Our application uses multi-threaded compression with default compression level (3) and sets nbWorkers to number of logical cores on the machine. We create the compression context on first use and reuse it throughout the session and free it on termination. All our compression calls are issued from the main thread only.
We're getting crash reports from the field that some users are encountering a crash in the main thread during this cleanup inside the function POOL_join, in the second call to ZSTD_pthread_cond_broadcast (WakeAllConditionVariable on Windows).
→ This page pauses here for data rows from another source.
PR #2905, opened 2023-02-20
Expand and document support for column names with special characters

joelostblom:
Continuing on some of the discussion in https://github.com/altair-viz/altair/pull/2824. This issue has been raised a few times in the past so thought it was worth documenting and supporting slightly better:

- https://github.com/altair-viz/altair/issues/284
- https://github.com/altair-viz/altair/issues/2494
- https://github.com/altair-viz/altair/issues/2600

Updated docs:

image


mattijn:
Its good to document this! I keep having the same question that I do not yet see answered. I know why special characters are not allowed when using:
 ```python
shorthand='column_cannot_have_special_characters:Q'`
```
but are special characters allowed if one define it using `field`/`type` combination? 
```python
field='column_with_special_character', type='quantitative'
```
Eg. I found out that `vl-convert` cannot deal with the shorthand approach using a colon-datatype.

joelostblom:
Good point, currently the long form with explicit `type` works for fields with a colon, but not with a period or bracket. Do you think I should update this PR so that colons do not work in long form with explicit type to make things consistent? Even if that limitation is "artifical"

mattijn:
I think the escaping of colons is a feature of using shorthand and should not become a feature of field.

Also I'm fine with the possibility of finding nested data using the brackets. I use this approach myself sometimes and is also used in VL here: https://vega.github.io/vega-lite/examples/facet_bullet.html and in Altair https://stackoverflow.com/a/55214346/2459096

doc/user_guide/encodings/index.rst
```diff
@@ -269,6 +269,11 @@ indicating the data type is optional
 just as for columns without escaped characters.
 Note that the axes titles include the backslashes by default
 and you will need to manually set the title strings to remove them.
+If you are using the long form syntax for encodings,
+you do not need to escape colons as the type is explicit,
+e.g. ``alt.X('col:colon', type='quantitative')``
```
mattijn, line 274:
```suggestion
e.g. ``alt.X(field='col:colon', type='quantitative')``
```

joelostblom:
> I think the escaping of colons is a feature of using shorthand and should not become a feature of field.

Agree. I added a note in the docs about them not having to be escaped in the long form.

> Also I'm fine with the possibility of finding nested data using the brackets.

Yes, I also like having this, just wish it was immediately clear when this is happening, e.g. instead of showing an empty plot it would be great if VL outputed an error message along the lines of "No nested attribute found in the data" or similar. But nothing we can do about that here; this is good to merge from my side.

PR #3964, opened 2026-02-23
fix: Ensure name uniqueness for concatenated facets

### LINKED ISSUE #3954: Error when concatenating interactive faceted charts
### What happened?

Altair produces an error when I try to concatenate interactive faceted charts:

```python
import altair as alt
import numpy as np
import pandas as pd

n = 100
rng = np.random.default_rng(42)

df = pd.DataFrame({"x": rng.random(n), "z": rng.integers(0, 2, n)}).assign(y=lambda x: x["x"])

chart_0 = alt.Chart(df).mark_line().encode(x="x", y="y").facet("z")
chart_1 = alt.Chart(df).mark_line().encode(x="x", y="y").facet("z")

# Both charts fail

(chart_0 & chart_1).add_params(alt.selection_interval(bind="scales"))

(
    chart_0.add_params(alt.selection_interval(bind="scales"))
    & chart_1.add_params(alt.selection_interval(bind="scales"))
)
```

This example used to work before Altair 6. It also works if I remove the selection parameter or the faceting.

_No response_

Altair 6.

joelostblom:
This is a suggestion for how to resolve https://github.com/vega/altair/issues/3954.

I found that when the facet charts were assigned names initially, they were not part of the concatenation so there was only one subchart to loop over for some reason. Since they both already had names (both ending in "_0"), the `_needs_name` check would fail and they would not be assigned a new name when they later went through the loop as part of the concatenation (ie i>1).

There might be more appropriate solutions if we dig more into how the current iteration over `subcharts` work and why each chart come through there multiple times, both as single charts and as part of the concatenation as faceted charts. This works though, and does not trigger failure of any existing test so maybe it is good enough.


mattijn:
Nice @joelostblom! If it is not to complicated, can you still see how these signals got named within Altair 5?

Styling: is this definition also possible?:

```python
f"{subchart.spec.name}_{i}"
```

Instead of

```python
f"{subchart.spec.name[0:-1]}{i}"
```

joelostblom:
Sure! It seems like the v5 type naming was there until #3851 and it appears that previously the charts were named `view_1`, `view_2`, etc. There [was a get_name class with a counter](https://github.com/vega/altair/pull/3851/changes#diff-9bb4b3e6736266a4e9a6238a50c744810e9d0d7aa85b7548cb9b1effe33f6c12L3966-L3969) which was [called after what seems to be the same _needs_name check we have currently](https://github.com/vega/altair/pull/3851/changes#diff-9bb4b3e6736266a4e9a6238a50c744810e9d0d7aa85b7548cb9b1effe33f6c12L5002).

Regarding the syntax, `subchart.spec.name` is already suffixed with `_{i}` at the point I'm doing the replacement here, so changing to `f"{subchart.spec.name}_{i}"` would results in names with two underscores (except for the first name since the replacement only activated if `i > 0`):

```
'view_7d5fdb59e52741c4_0'
'view_7d5fdb59e52741c4_0_1'
'view_7d5fdb59e52741c4_0_2'
```

mattijn:
Added this commit to split on underscore instead of trailing: https://github.com/vega/altair/pull/3964/commits/e3dac48303b52f13f7355f1b212887d7d7ac7277. I don't think there will be charts with views in the double digits, but just to be sure. You have added new tests, and all tests still pass, so maybe indeed good enough. Activated auto-merge👍

mattijn:
@joelostblom:
I was reviewing https://github.com/vega/altair/pull/3965: and was able to introduce an error that is originating from this PR:

```python
import altair as alt
import pandas as pd

data = pd.DataFrame({"x": [1, 2], "y": [3, 4], "row": ["a", "b"], "col": ["c", "d"]})

base = alt.Chart(data).encode(x="x:Q", y="y:Q", row="row:N", column="col:N")
selection = alt.selection_interval(bind="scales")
(
    (base.mark_point() + base.mark_line()) | (base.mark_point() + base.mark_line())
).add_params(selection)
```

> ```python
> ---------------------------------------------------------------------------
> AttributeError                            Traceback (most recent call last)
> File ~/vega/altair/altair/vegalite/v6/api.py:2108, in TopLevelMixin.to_dict(self, validate, format, ignore, context)
>    2105 context.setdefault("datasets", {})
>    2106 is_top_level = context.get("top_level", True)
> -> 2108 copy = _top_schema_base(self).copy(deep=False)
>    2109 original_data = getattr(copy, "data", Undefined)
>    2110 if not utils.is_undefined(original_data):
> 
> File ~/vega/altair/altair/utils/schemapi.py:1135, in SchemaBase.copy(self, deep, ignore)
>    1133     return cast("Self", _deep_copy(self, set(ignore) if ignore else set()))
>    1134 with debug_mode(False):
> -> 1135     copy = self.__class__(*self._args, **self._kwds)
>    1136 if _is_iterable(deep):
>    1137     for attr in deep:
> 
> File ~/vega/altair/altair/vegalite/v6/api.py:4613, in HConcatChart.__init__(self, data, hconcat, **kwargs)
>    4611 self.data: Optional[ChartDataType]
>    4612 self.data, self.hconcat = _combine_subchart_data(self.data, self.hconcat)
> -> 4613 self.params, self.hconcat = _combine_subchart_params(self.params, self.hconcat)
> 
> File ~/vega/altair/altair/vegalite/v6/api.py:5240, in _combine_subchart_params(params, subcharts)
>    5238 # Increment names properly for concatenated facet charts to ensure uniqueness
>    5239 elif i > 0 and isinstance(subchart, FacetChart):
> -> 5240     name_prefix, _ = subchart.spec.name.rsplit("_", 1)
>    5241     subchart.spec.name = f"{name_prefix}_{i}"
>    5243 for param in subchart.params:
> 
> AttributeError: 'UndefinedType' object has no attribute 'rsplit'
> ```
> ```cmd
> alt.HConcatChart(...)
> ```

mattijn:
Probably issue in just this PR and not related to #3965, see my [comment](https://github.com/vega/altair/pull/3965#issuecomment-3961147937) there:

> I think it is unrelated to this PR, since I also can introduce it through the conventional matter of layering facetted charts:
> 
> ```python
> import altair as alt
> import pandas as pd
> 
> data = pd.DataFrame({"x": [1, 2], "y": [3, 4], "row": ["a", "b"], "col": ["c", "d"]})
> 
> manual = alt.layer(
>     alt.Chart(data).mark_point().encode(x="x:Q", y="y:Q"),
>     alt.Chart(data).mark_line().encode(x="x:Q", y="y:Q"),
> ).facet(row="row:N", column="col:N")
> 
> selection = alt.selection_interval(bind="scales")
> 
> (manual | manual).add_params(selection)
> ```
> 
> > ```python
> > AttributeError: 'UndefinedType' object has no attribute 'rsplit'
> > ```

We haven't been able to find steps to reproduce this problem.
Crash stack from the dump looks like the following:
ntdll.dll!00007ffcd1b6cc37() Unknown
[Inline Frame] AppName.exe!POOL_join(POOL_ctx_s *) Line 168 C
AppName.exe!POOL_free(POOL_ctx_s * ctx) Line 178 C
AppName.exe!ZSTDMT_freeCCtx(ZSTDMT_CCtx_s * mtctx) Line 966 C
AppName.exe!ZSTD_freeCCtxContent(ZSTD_CCtx_s * cctx) Line 138 C
AppName.exe!ZSTD_freeCCtx(ZSTD_CCtx_s * cctx) Line 149 C
We can't share the dump files due to legal and privacy concerns but following are the debugger views of the source and disassembly of the main and pool thread.
Main Thread:

Main Thread Disassembly:

Pool Thread:

Pool Thread Disassembly:

We are on zstd release 1.4.4 and using Visual Studio 2017 (15.9) on Windows and building for x86_64.
An observation that has been true for all dumps we've examined so far, is that some of the pool threads seem to have exited by the time the crash happens.
For example, in the above dump, nbWorkers was set as 4 but at the time of the crash only one pool thread was still active. Rest 3 had exited.
Any insights on how to resolve this would be highly appreciated. Thanks.
I suspect this is a Windows specific issue, though it's not obvious what is happening.
One thing to try is to compile zstd with asserts enabled: by defining DEBUGLEVEL to 1 (or higher to get progressively more logging).
@terrelln if we could reproduce this issue at our end, increasing logging would have helped. However we're only getting this from the field. We do have DEBUGLEVEL set as 1 for our debug builds, but have never encountered this in-house.
Also in this case number of crashes is almost equal to number of users affected, so hardly ever does the same user encounters (or at least reports) this twice.
And yes this does appear to be a Windows specific issue. We have not encountered any similar report on Mac.
@vnair81 do you know what Visual Studios version is being used to compile, and what versions of Windows this error is occurring on (and any other potential variables)?
Visual Studio 2017 (version 15.9.15) was used for building this. OS on which crash occurred was Windows 10 Pro (version 10.0.18363).
I have the full memory dump available, so we can examine any variable which is not optimized away (/O2 optimization was used).
ctx from POOL_join is as follows:

@terrelln does this help?
Not sure if it is relevant, but we previously found an issue (#1830) where the mutex and condition variable were being overwritten by a memset call.
Though that doesn't look to be the case here.